# Snake as a weapon !



## blasi (Dec 2, 2008)

*Published:* news.com.au
*Source:http://www.news.com.au/story/0,27574,24737971-13762,00.html

http://www.news.com.au/story/0,27574,24737971-13762,00.html

*What the hell? Have you heard something like this? Would this guy loose his reptile licence.


----------



## Dodie (Dec 2, 2008)

Lol, I wonder if he winds the window down for the snake to hold it's head out in the breeze..


----------



## Colin (Dec 2, 2008)

Im pretty sure hes an APS member too


----------



## Stewydead (Dec 2, 2008)

Occasionally I use mine like nun chucks , but nothing like that...


----------



## the.badger (Dec 2, 2008)

stewydead said:


> occasionally i use mine like nun chucks , but nothing like that...



bahahah!


----------



## blasi (Dec 2, 2008)

dodie said:


> lol, i wonder if he winds the window down for the snake to hold it's head out in the breeze..




hahahahaha !


----------



## jessb (Dec 2, 2008)

How is that for inconsistency in fines - you can threaten and terrorise a mother and her children in a road rage attack and only receive a $400 fine, but if you transport your harmless pythons around, they slap you with a fine twice that!

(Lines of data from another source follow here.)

PR #2826, opened 2023-11-09
MDEV-29913  Assertion `thd->stmt_arena != thd->progress.arena' failed in thd_progress_init upon bulk load

Thirunarayanan:
- [x] *The Jira issue number for this PR is: MDEV-29913*

## Description
row_merge_bulk_t::write_to_index(): Don't report the progress for bulk load operation

## How can this PR be tested?
Wrote test case to test scenario. Running ./mtr innodb.insert_into_empty test case

## PR quality check

### DIFF
--- a/mysql-test/suite/innodb/t/insert_into_empty.test
+++ b/mysql-test/suite/innodb/t/insert_into_empty.test
@@ -495,3 +495,18 @@ DROP TABLE t1;
 CREATE TABLE t (a CHAR CHARACTER SET utf8) ENGINE=InnoDB ROW_FORMAT=REDUNDANT;
 INSERT t SELECT left(seq,1) FROM seq_1_to_43691;
 DROP TABLE t;
+
+--echo #
+--echo #  MDEV-29913  Assertion `thd->stmt_arena != thd->progress.arena'
+--echo #		failed in thd_progress_init upon bulk load
+--echo #
+CREATE TABLE t1(
+	pk int, f1 varchar(4) DEFAULT 'foo', KEY(pk)) ENGINE=InnoDB;
+SET AUTOCOMMIT=0;
+--disable_ps2_protocol
+SELECT * INTO OUTFILE 'load.data' FROM seq_1_to_200;
+--enable_ps2_protocol
+LOAD DATA INFILE 'load.data' INTO TABLE t1(pk);
+DROP TABLE t1;
+let $datadir= `select @@datadir`;
+remove_file $datadir/test/load.data;
--- a/storage/innobase/row/row0merge.cc
+++ b/storage/innobase/row/row0merge.cc
@@ -3545,17 +3545,6 @@ row_merge_sort(
 	of file marker).  Thus, it must be at least one block. */
 	ut_ad(file->offset > 0);
 
-	/* These thd_progress* calls will crash on sol10-64 when innodb_plugin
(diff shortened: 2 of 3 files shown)


storage/innobase/row/row0merge.cc
```diff
@@ -3551,7 +3551,7 @@ row_merge_sort(
 	*/
 #ifndef __sun__
 	/* Progress report only for "normal" indexes. */
-	if (dup && !(dup->index->type & DICT_FTS)) {
+	if (update_progress) {
```
dr-m, line 3554: This is partly repurposing the parameter `update_progress`. That may be fine, but shouldn’t we retain the condition on `dup->index->type` or move it to those callers that currently passes `update_progress=true`? Or add debug assertions at the start of this function:
```c++
ut_ad(!update_progress || dup);
ut_ad(!update_progress || !dup || !(dup->index->type & DICT_FTS));
```

mysql-test/suite/innodb/t/insert_into_empty.test
```diff
@@ -495,3 +495,18 @@ DROP TABLE t1;
...
+CREATE TABLE t1(
+	pk int, f1 varchar(4) DEFAULT 'foo', KEY(pk)) ENGINE=InnoDB;
+SET AUTOCOMMIT=0;
+--disable_ps2_protocol
+SELECT * INTO OUTFILE 'load.data' FROM seq_1_to_200;
+--enable_ps2_protocol
+LOAD DATA INFILE 'load.data' INTO TABLE t1(pk);
+DROP TABLE t1;
+let $datadir= `select @@datadir`;
+remove_file $datadir/test/load.data;
```
dr-m, line 512: Add the following as the last line:
```sql
-- echo # End of 10.11 tests
```

dr-m (commented):
Can you check how the `thd_progress_init()` and friends are being covered in tests, or otherwise visible to users? It is something specific to MariaDB, added in 8984bef2e431db42761d3f267b950293cfd864de and fc31e3114b2538d152194d17ff0f0439db565634, and disabled on Solaris in fa10a65dc293c9222687b33379cebf240cc4bf29. This is subject to overhaul; see [MDEV-9260](https://jira.mariadb.org/browse/MDEV-9260).

dr-m:
Thank you. I think that this should be applied to 10.4 already, if you confirmed that this progress reporting that had been added in fc31e3114b2538d152194d17ff0f0439db565634 actually has no user visible impact under any circumstances.

Related to this, the global variables that were added in fc2df3c637d51c4ab32132e2d8f63dbe7e80f056 near the start of `row0log.cc` look like they will produce bogus results if there are multiple `ALTER TABLE` statements being executed concurrently. They can also form a performance bottleneck. I think that we should do something about that as well.

Thirunarayanan:
`commit 7081feeac9b7442380b2cb134c215b3d74f9a96c (10.4-MDEV-22230)
Date:   Tue Nov 28 13:52:22 2023 +0530

    MDEV-29913 Assertion `thd->stmt_arena != thd->progress.arena' failed in thd_progress_init upon bulk load
    
    - Commit fc31e3114b2538d152194d17ff0f0439db565634(MDEV-8179) doesn't
    report the progress of inplace alter completely. It just does only
    in row_merge_sort(). Removing the progress report function completely
`

PR #2827, opened 2023-11-10
MDEV-28367: BACKUP LOCKS on table to be accessible to those with database LOCK TABLES privileges

an3l:
- Allow database level access via `LOCK TABLES` to execute statement `BACKUP [un]LOCK <object>`
- `BACKUP UNLOCK` works only with `RELOAD` privilege.
      In case there is `LOCK TABLES` privilege without `RELOAD` privilege,
      we check if backup lock is taken before.
      If it is not we raise an error of missing `RELOAD` privilege.
- We had to remove any error/warnings from calling functions because `thd->get_stmt_da()->m_status` will be set to error and will break `my_ok()`.
- Added missing test coverage of `RELOAD` privilege to `main.grant.test`

Reviewer: <daniel@mariadb.org>

- [ x] *This is a new feature and the PR is based against the latest MariaDB development branch.*

## PR quality check


mysql-test/main/backup_locks.test
```diff
@@ -188,6 +188,79 @@ DROP TABLE t3;
...
+create database db1;
+create table db1.t1(t int);
+create user user1@localhost;
+select user,host from mysql.user where user='user1';
+--error ER_DBACCESS_DENIED_ERROR
+--connect (con1, localhost, user1, ,db1)
+
+# Global privileges should be granted to all schemas, not individual DB
+--error ER_WRONG_USAGE
+grant reload on db1.* to user1@localhost;
```
grooverdan, line 207: You shouldn't need to set granting of `reload` to a DB.

mysql-test/main/backup_locks.test
```diff
@@ -188,6 +188,79 @@ DROP TABLE t3;
...
+grant reload on *.* to user1@localhost;
+show grants for user1@localhost;
+--error ER_DBACCESS_DENIED_ERROR
+--connect (con1, localhost, user1, ,db1)
```
grooverdan, line 212: This also isn't testing the functionality you've added.

sql/sql_parse.cc
```diff
@@ -5153,9 +5153,36 @@ mysql_execute_command(THD *thd)
...
-      goto error;
-    /* first table is set for lock. For unlock the list is empty */
+    if (check_global_access(thd, RELOAD_ACL, true))
+    {
+      /* In case there is no global privilege, check DB privilege for BACK LOCK.*/
+      if (first_table)
+      {
+        if (check_single_table_access(thd, LOCK_TABLES_ACL, first_table, true))
+        {
+#ifndef NO_EMBEDDED_ACCESS_CHECKS
```
grooverdan, line 5163: this `#ifdef` could apply to the entire inner of the other `if` condition right? `check_single_table_access` isn't defined under `ifndef NO_EMBEDDED_ACCESS_CHECKS`.

sql/sql_parse.cc
```diff
@@ -5153,9 +5153,36 @@ mysql_execute_command(THD *thd)
...
+        }
+      }
+      else // BACKUP UNLOCK
+      {
+        if (!thd->mdl_backup_lock)
+        {
+#ifndef NO_EMBEDDED_ACCESS_CHECKS
+          char command[30];
+          get_privilege_desc(command, sizeof(command), RELOAD_ACL);
+          my_error(ER_SPECIFIC_ACCESS_DENIED_ERROR, MYF(0), command);
```
grooverdan, line 5178: so this is a denied message for everyone, if there isn't a `backup lock` in place saying reload is needed?

sql/sql_parse.cc
```diff
@@ -5153,9 +5153,36 @@ mysql_execute_command(THD *thd)
...
+#endif
+          goto error;
+        }
+      }
+    }
+    /* There is reload privilege, first table is set for lock.
```
grooverdan, line 5184: multi line comment format.

sql/sql_parse.cc
```diff
@@ -5153,9 +5153,36 @@ mysql_execute_command(THD *thd)
...
+          goto error;
+        }
+      }
+      else // BACKUP UNLOCK
+      {
+        if (!thd->mdl_backup_lock)
+        {
+#ifndef NO_EMBEDDED_ACCESS_CHECKS
+          char command[30];
+          get_privilege_desc(command, sizeof(command), RELOAD_ACL);
```
grooverdan, line 5177: Would be both `RELOAD_ACL|LOCK_TABLES_ACL`. `command` may need to be bigger.

What error under `RELOAD_ACL` happens when you `BACKUP UNLOCK` without a table `BACKUP LOCK`ed? This should be the same.

grooverdan (changes requested):
Good. Thanks. Mainly don't test functionality you're not added.

Finer aspects of `unlock` need to be checked.

mysql-test/main/backup_locks.test
aheacon: There is no test that is covering this specific scenario and even more specifically, there is no test for `backup locks` that is showing how to use this privilege properly. Maybe should be added in other commit, but I think it is worth to be covered. The same goes to line `210`.

mysql-test/main/backup_locks.test
aheacon: As above comment for line `206`.

sql/sql_parse.cc
aheacon: I guess so, yes.

an3l: I guess so, yes.

mysql-test/main/backup_locks.test
an3l: There is no test that is covering this specific scenario and even more specifically, there is no test for backup locks that is showing how to use this privilege properly. Maybe should be added in other commit, but I think it is worth to be covered. The same goes to line 210.

mysql-test/main/backup_locks.test
an3l: Same as for line 206.

sql/sql_parse.cc
aheacon: For `backup unlock`.

an3l: For `backup unlock`

sql/sql_parse.cc
an3l: There will be no error. Basically when you call `backup lock` it will first call `unlock` and process further.
Do you want to add that specific test case too?

sql/sql_parse.cc
an3l: Does it make sense to wrap `#ifndef NO_EMBEDDED_ACCESS_CHECKS` in line `5158`, so for `embedded` basically it should only check global privilege,not database levels?

grooverdan: wrap outside `check_global_access` which returns always true under `NO_EMBEDDED_ACCESS_CHECKS`. You've tried compiling in this mode?

sql/sql_parse.cc
grooverdan: rough thought while rather sleepy says yes, if your code implements it a case to show its behaviour is good.

mysql-test/main/backup_locks.test
grooverdan: sure, put them in `main.grant` however.

sql/sql_parse.cc
grooverdan: Unlocking without existing backup lock:

with ACL_RELOAD -  no error or warning

new behaviour - with LOCK_TABLES

Existing:
```
MariaDB [test]> backup unlock
    -> ;
ERROR 1227 (42000): Access denied; you need (at least one of) the RELOAD privilege(s) for this operation
```

New depends which DB.  `mdl_backup_lock`/`mdl_context`/`mdl_context.owner` won't give the DB.  `thd->db` as the current DB is messy.
 
So document behaviour in the commit message/comment that we know there's an unconsistency with the `backup unlock` in the case where no RELOAD privs, and no table is locked, because we can't easily determine if `lock tables` can apply.

sql/sql_parse.cc
an3l: Yes, now I did. Wrapping outside `check_global_access` (no call for this function) doesn't work and raises an `DBUG_ASSERT(0)` in `Protocol::end_statement()`, so leaving as suggested before.

sql/sql_parse.cc
```diff
@@ -5153,9 +5153,41 @@ mysql_execute_command(THD *thd)
...
+        {
+          char command[30];
+          get_privilege_desc(command, sizeof(command), RELOAD_ACL|LOCK_TABLES_ACL);
+          my_error(ER_SPECIFIC_ACCESS_DENIED_ERROR, MYF(0), command);
+          goto error;
+        }
+      }
+      else // BACKUP UNLOCK
+      {
+        if (!thd->mdl_backup_lock)
```
grooverdan, line 5174: Suggested code comment:

We test mdl_backup_lock here because if a user could obtain a lock it would be silly to error and say you can't BACKUP UNLOCK (because its obvious you did a BACKUP LOCK). As BACKUP UNLOCK doesn't have a database reference, and there's no way we can check if the BACKUP LOCK privilege is missing. Testing thd->db would involve faking a TABLE_LIST structure which because of the depth of inspection in check_single_table_access make the faking likely to cause crashes or unintended effects. The outcome of this is if a user does an BACKUP UNLOCK without a BACKUP LOCKED table they may be a ER_SPECIFIC_ACCESS_DENIED error even though they do have the privilege. Its a bit different to what happens if the user has RELOAD_ACL where the error is silently ignored.

sql/sql_parse.cc
```diff
@@ -5153,9 +5153,41 @@ mysql_execute_command(THD *thd)
...
+          char command[30];
+          get_privilege_desc(command, sizeof(command), RELOAD_ACL);
+          my_error(ER_SPECIFIC_ACCESS_DENIED_ERROR, MYF(0), command);
+          goto error;
+        }
+      }
+#else
       goto error;
-    /* first table is set for lock. For unlock the list is empty */
+#endif
```
grooverdan, line 5185: The `#ifndef` is moving to the outer, and without access checks, there shouldn't be a `goto error`, because what would the error be.

mysql-test/main/backup_locks.test
grooverdan: like previous moved test result. Put grant tests in `grant.test`.

mysql-test/main/backup_locks.test
```diff
@@ -188,6 +188,85 @@ DROP TABLE t3;
...
+--source include/have_metadata_lock_info.inc
+create database db1;
+create table db1.t1(t int);
+create user user1@localhost;
+select user,host from mysql.user where user='user1';
+--replace_result $MASTER_MYSOCK MASTER_SOCKET $MASTER_MYPORT MASTER_PORT
+--error ER_DBACCESS_DENIED_ERROR
+--connect (con1, localhost, user1, ,db1)
+
+# Global privileges should be granted to all schemas, not individual DB
```
grooverdan, line 205: this comment isn't relevent with the code moved.

grooverdan (changes requested):

sql/sql_parse.cc
grooverdan: ok.
 Remove the `goto error;` condition in the else branch, does that work?

sql/sql_parse.cc
grooverdan: `RELOAD_ACL|LOCK_TABLES_ACL` for the error message.

grooverdan (approved):

mysql-test/main/grant.result
```diff
@@ -1951,6 +1951,11 @@ GRANT EXECUTE                 ON mysqltest_db1.* TO mysqltest_u1@localhost;
 GRANT FILE                    ON *.* TO mysqltest_u1@localhost;
 GRANT CREATE USER             ON *.* TO mysqltest_u1@localhost;
 GRANT PROCESS                 ON *.* TO mysqltest_u1@localhost;
+GRANT RELOAD                  ON mysqltest_db1.* TO mysqltest_u1@localhost;
+ERROR HY000: Incorrect usage of DB GRANT and GLOBAL PRIVILEGES
+connect(localhost,mysqltest_u1,,db1,16000,/home/anel/GitHub/mariadb/server/build/10.4/mysql-test/var/tmp/mysqld.1.sock);
```
grooverdan, line 1956: /home/anel --- fix this output.

LinuxJedi (commented):
One implementation detail comment.

I checked and those tests don't run on embedded, so they should be good.

sql/sql_parse.cc
```diff
@@ -5153,9 +5153,55 @@ mysql_execute_command(THD *thd)
...
+    {
+#ifndef NO_EMBEDDED_ACCESS_CHECKS
+      /*
+        In case there is no global privilege, check DB privilege for LOCK TABLES.
+      */
+      if (first_table) // BACKUP LOCK
+      {
+        if (check_single_table_access(thd, LOCK_TABLES_ACL, first_table, true))
+        {
+          char command[30];
```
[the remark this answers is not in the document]
an3l: Yes, it is enough in this case and could be less (~20), but there is assert on the lower limit size that I didn't want to change.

And I love the fact that they use a pic of an adder instead of a Bredli, the actual snake the attacker used.


----------



## dragons75 (Dec 2, 2008)

What an idiot i will leave it at that as i will get booted if i say what i really think


----------



## herpkeeper (Dec 2, 2008)

what sort of TOSSER drives around with a snake in the car as an extension of his manhood ? LOL


----------



## horsesrule (Dec 2, 2008)

I agree he is a clown for driving it around in his car but no harm was caused.


----------



## RedEyeGirl (Dec 2, 2008)

hmm................hmmm...............................bahahahahahahahahahahahaha how stupid


----------



## 2905jon (Dec 2, 2008)

jessb said:


> And I love the fact that they use a pic of an adder instead of a Bredli, the actual snake the attacker used.


Its a bit like when there has been a dog attack. Its always a pitty or staffy in the pic even if the attack was by a silky.

Oh yeah would of laughed ya guts out if he had of tried it with someone with snakes.


----------



## cracksinthepitch (Dec 2, 2008)

Very funny indeed. Yes i feel for the poor lady but i was in need of a good laugh and that has done it for me.
Reminds me of an incedent that occurred to my wife and myself, we were pulled over into a random breath test station and i only slightly pulled down the window as our Ringtailed possum was doing laps of the inside of the car. The police looked at me quizically and we had to catch her and restrain her so i could be breathalised, all good i closed the window and mia was allowed out and of she went running around the car. This was many years ago but very funny.


----------



## LullabyLizard (Dec 2, 2008)

Hahahahahahahha!!! ::lol:


----------



## Slytherin (Dec 2, 2008)

What a (blank)...... Its losers like that that give the rest of us bad names!


----------



## blasi (Dec 2, 2008)

Yeah... As I don't own a snake yet  (bot got my license) I didn't know that we are not aloud to have the snake outside. 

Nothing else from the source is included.